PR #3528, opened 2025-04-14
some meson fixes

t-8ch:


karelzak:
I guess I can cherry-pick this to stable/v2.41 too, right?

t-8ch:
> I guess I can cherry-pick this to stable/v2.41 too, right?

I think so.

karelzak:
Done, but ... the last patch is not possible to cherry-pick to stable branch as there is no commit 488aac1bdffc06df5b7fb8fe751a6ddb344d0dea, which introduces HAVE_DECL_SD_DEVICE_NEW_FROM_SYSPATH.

────────

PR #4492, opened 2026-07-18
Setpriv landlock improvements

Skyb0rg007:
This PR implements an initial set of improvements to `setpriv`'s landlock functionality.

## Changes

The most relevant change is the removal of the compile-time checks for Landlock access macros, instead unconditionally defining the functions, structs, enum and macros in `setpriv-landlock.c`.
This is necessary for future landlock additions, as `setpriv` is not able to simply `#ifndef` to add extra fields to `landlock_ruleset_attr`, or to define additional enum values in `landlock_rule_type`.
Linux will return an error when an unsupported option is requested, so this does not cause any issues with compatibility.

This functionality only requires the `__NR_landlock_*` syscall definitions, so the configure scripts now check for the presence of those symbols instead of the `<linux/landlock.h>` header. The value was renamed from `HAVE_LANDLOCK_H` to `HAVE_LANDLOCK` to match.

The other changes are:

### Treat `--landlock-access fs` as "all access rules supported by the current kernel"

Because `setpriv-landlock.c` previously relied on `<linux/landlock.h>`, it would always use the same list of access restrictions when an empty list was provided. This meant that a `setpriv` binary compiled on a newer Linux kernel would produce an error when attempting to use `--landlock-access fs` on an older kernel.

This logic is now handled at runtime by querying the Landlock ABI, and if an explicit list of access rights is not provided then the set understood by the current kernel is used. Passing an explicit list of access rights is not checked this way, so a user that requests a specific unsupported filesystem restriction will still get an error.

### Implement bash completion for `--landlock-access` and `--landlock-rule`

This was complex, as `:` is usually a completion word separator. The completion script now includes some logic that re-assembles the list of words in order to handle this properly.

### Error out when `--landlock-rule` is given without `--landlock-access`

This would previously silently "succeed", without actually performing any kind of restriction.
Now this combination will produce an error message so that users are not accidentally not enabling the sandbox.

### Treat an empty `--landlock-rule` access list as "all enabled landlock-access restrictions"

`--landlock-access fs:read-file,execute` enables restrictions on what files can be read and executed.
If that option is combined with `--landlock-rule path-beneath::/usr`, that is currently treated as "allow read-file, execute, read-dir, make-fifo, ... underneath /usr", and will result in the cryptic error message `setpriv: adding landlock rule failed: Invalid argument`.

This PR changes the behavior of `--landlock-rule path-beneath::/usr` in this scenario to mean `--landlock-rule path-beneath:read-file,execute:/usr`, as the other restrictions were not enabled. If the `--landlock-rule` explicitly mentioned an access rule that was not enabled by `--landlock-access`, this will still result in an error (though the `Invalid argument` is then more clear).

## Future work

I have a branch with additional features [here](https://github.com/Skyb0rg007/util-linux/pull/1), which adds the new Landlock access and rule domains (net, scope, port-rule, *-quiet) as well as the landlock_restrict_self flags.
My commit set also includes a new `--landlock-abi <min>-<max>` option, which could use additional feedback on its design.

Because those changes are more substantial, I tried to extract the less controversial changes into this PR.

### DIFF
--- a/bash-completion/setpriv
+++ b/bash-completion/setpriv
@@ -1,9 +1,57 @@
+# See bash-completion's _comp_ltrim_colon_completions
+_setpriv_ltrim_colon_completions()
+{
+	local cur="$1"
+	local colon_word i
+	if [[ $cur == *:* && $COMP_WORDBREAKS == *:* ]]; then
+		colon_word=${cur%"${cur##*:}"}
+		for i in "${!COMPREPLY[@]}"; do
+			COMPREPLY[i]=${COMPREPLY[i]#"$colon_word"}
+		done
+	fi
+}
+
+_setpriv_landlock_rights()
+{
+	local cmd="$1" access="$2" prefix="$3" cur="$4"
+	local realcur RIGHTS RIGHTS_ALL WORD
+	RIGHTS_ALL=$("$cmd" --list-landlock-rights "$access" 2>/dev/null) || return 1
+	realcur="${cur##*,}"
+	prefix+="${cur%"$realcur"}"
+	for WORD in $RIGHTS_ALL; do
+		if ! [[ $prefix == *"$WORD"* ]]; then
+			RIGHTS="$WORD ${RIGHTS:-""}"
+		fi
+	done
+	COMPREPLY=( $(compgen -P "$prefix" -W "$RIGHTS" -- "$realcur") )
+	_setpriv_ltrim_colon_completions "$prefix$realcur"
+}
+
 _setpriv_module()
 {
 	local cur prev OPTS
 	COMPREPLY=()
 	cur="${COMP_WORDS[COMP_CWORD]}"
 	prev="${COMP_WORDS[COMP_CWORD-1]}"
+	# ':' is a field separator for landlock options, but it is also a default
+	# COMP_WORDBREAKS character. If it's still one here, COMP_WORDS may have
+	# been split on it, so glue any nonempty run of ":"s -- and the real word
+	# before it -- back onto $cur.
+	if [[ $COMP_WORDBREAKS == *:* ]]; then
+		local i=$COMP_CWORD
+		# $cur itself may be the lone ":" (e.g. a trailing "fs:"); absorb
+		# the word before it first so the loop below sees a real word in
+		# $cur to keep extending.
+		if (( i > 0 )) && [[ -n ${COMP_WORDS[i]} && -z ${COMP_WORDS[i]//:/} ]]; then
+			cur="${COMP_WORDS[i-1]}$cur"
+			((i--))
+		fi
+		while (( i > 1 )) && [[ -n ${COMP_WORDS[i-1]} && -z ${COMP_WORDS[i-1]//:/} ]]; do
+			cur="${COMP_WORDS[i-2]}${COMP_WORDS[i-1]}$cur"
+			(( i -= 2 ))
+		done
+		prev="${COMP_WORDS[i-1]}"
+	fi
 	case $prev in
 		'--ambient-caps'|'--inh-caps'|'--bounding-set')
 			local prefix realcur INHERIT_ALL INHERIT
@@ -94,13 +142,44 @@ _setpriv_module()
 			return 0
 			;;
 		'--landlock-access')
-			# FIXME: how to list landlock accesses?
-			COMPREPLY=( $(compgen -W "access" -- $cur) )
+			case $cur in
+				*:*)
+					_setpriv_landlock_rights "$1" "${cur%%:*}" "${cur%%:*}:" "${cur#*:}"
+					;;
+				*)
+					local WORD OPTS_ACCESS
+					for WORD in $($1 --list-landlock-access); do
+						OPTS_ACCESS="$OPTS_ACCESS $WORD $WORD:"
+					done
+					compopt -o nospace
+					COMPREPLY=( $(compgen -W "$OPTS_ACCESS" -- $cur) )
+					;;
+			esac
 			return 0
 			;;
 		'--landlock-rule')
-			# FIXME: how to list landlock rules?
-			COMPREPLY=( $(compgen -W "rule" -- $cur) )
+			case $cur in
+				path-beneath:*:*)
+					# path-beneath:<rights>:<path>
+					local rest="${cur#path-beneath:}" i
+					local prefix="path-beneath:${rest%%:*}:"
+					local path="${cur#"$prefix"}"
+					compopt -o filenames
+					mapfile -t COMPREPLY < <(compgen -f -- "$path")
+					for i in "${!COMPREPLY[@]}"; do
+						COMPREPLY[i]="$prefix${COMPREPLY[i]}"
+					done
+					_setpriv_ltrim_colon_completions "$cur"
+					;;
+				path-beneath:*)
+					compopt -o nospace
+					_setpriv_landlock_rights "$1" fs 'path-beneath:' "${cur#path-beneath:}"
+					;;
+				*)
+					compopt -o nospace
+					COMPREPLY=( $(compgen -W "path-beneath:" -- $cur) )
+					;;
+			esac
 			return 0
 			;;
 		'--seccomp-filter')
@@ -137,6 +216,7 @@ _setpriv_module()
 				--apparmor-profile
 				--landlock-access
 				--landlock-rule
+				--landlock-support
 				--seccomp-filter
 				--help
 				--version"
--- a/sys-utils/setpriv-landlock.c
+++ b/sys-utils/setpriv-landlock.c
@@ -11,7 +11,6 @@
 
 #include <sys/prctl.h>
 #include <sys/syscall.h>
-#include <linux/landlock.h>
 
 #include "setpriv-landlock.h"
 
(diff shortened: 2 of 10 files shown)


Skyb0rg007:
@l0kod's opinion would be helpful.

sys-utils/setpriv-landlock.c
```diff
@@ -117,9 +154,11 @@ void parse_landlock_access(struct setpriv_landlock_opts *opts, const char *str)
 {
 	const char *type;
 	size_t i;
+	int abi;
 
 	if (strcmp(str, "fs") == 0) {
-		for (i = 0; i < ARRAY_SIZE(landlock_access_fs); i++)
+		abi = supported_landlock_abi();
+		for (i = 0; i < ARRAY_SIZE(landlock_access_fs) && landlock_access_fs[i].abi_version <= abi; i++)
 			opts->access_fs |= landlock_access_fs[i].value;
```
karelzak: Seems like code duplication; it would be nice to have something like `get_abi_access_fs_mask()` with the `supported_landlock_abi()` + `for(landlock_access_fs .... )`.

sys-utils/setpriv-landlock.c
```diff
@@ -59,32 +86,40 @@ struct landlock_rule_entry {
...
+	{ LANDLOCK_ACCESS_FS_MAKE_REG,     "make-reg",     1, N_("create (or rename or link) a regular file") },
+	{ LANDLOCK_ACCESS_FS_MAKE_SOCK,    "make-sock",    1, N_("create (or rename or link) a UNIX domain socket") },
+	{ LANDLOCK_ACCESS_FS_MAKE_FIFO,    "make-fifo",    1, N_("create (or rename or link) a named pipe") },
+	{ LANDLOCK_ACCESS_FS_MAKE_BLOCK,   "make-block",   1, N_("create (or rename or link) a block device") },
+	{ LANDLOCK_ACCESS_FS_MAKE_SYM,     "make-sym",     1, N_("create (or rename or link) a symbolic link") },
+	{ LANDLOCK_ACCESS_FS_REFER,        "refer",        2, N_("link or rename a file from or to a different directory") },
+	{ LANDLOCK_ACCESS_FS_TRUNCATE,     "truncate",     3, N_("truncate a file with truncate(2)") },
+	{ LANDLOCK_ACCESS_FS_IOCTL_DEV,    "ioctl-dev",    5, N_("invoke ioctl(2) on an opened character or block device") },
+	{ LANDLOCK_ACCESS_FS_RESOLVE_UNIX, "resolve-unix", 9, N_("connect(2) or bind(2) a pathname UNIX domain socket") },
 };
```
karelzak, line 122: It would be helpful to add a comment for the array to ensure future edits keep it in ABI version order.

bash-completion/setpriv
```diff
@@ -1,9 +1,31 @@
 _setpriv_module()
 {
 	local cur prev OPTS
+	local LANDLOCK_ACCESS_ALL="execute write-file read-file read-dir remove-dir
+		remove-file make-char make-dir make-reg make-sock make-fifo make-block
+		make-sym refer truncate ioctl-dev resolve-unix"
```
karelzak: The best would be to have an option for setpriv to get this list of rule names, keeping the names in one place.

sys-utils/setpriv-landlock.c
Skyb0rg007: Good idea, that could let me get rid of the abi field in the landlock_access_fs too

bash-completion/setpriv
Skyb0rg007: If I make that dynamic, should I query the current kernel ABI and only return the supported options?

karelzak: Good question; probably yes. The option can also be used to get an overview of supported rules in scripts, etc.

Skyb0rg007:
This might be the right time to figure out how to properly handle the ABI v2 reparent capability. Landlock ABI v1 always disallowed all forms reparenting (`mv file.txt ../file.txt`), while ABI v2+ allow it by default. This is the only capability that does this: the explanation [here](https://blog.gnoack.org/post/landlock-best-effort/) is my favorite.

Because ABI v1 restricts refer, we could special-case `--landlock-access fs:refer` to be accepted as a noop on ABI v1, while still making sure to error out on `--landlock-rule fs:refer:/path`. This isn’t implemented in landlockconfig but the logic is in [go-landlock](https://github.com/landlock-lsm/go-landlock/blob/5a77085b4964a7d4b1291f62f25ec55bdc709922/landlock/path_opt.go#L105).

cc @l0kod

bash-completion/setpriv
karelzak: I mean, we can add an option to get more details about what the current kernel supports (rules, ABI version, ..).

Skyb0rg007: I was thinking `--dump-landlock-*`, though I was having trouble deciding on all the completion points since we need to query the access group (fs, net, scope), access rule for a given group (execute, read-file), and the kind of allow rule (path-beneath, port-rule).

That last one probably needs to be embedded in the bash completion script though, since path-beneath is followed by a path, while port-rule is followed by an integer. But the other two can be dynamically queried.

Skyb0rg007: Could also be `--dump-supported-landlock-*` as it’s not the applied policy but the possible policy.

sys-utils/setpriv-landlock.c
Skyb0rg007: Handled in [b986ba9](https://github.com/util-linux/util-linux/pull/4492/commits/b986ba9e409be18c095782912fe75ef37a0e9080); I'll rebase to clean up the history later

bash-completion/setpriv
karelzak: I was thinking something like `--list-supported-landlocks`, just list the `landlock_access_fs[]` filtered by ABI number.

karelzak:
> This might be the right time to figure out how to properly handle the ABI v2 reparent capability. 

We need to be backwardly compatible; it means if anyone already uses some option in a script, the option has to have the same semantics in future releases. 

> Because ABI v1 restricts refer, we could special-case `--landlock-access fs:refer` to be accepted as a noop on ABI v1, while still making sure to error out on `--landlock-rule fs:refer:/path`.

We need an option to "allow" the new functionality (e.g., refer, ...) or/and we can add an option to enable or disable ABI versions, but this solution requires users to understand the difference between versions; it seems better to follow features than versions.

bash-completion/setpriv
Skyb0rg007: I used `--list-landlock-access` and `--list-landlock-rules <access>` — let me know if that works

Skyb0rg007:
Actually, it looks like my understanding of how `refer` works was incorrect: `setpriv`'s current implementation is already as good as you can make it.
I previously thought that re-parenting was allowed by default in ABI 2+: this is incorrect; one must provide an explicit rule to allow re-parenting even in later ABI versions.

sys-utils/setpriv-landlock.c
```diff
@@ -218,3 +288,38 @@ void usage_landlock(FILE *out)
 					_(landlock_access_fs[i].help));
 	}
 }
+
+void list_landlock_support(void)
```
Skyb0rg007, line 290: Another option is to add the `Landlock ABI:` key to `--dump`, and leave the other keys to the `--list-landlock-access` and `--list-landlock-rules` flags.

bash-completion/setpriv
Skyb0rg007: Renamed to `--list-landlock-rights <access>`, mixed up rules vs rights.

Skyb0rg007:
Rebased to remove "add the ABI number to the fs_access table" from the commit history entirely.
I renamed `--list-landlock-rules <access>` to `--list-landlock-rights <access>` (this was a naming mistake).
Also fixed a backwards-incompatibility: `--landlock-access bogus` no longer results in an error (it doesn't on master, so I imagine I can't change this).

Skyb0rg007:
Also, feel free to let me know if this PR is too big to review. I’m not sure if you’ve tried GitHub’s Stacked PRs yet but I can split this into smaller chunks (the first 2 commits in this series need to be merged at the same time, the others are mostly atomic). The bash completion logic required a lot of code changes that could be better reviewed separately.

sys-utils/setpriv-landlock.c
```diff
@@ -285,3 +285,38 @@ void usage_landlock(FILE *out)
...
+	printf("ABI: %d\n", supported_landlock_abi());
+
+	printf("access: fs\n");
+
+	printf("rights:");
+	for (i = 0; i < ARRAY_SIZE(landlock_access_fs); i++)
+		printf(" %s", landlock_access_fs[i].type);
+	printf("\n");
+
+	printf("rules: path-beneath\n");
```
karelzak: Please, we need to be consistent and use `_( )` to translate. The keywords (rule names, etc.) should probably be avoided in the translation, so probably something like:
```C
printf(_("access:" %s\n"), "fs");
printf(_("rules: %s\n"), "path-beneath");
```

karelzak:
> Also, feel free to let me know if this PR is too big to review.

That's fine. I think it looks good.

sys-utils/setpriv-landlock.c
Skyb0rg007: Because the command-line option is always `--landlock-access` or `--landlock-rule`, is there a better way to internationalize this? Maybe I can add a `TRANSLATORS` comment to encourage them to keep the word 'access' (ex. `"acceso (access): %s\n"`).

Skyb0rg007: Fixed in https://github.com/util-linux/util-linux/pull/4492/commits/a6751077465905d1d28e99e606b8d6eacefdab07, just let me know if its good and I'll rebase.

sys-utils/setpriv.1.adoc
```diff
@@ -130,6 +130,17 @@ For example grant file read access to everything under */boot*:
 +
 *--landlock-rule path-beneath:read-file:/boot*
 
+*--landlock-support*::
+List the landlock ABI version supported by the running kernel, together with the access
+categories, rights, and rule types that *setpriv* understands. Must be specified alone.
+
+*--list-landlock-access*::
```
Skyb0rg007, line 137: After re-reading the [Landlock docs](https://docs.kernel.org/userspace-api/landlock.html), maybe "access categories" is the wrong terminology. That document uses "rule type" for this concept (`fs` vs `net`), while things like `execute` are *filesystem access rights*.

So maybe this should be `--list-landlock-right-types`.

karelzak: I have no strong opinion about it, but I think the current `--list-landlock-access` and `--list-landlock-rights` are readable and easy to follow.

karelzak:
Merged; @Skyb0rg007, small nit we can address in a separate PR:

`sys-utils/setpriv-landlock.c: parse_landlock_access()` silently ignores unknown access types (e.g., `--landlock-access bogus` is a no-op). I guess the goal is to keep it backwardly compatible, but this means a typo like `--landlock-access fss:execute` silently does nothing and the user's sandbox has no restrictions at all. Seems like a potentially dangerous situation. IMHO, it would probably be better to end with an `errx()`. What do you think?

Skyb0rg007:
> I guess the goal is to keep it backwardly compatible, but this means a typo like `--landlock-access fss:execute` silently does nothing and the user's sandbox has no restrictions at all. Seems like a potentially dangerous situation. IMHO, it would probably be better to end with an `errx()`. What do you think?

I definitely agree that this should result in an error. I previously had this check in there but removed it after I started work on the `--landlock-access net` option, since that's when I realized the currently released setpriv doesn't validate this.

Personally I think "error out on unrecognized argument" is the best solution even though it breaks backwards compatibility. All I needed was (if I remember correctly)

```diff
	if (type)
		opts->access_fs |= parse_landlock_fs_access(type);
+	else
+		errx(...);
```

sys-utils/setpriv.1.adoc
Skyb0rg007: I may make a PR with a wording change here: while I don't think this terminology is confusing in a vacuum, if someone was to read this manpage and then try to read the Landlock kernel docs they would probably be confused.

────────

* [Assigned task]: Tally up the lines above in which "includes" occurs. Give the result as a bare number.

* [Your response]: 2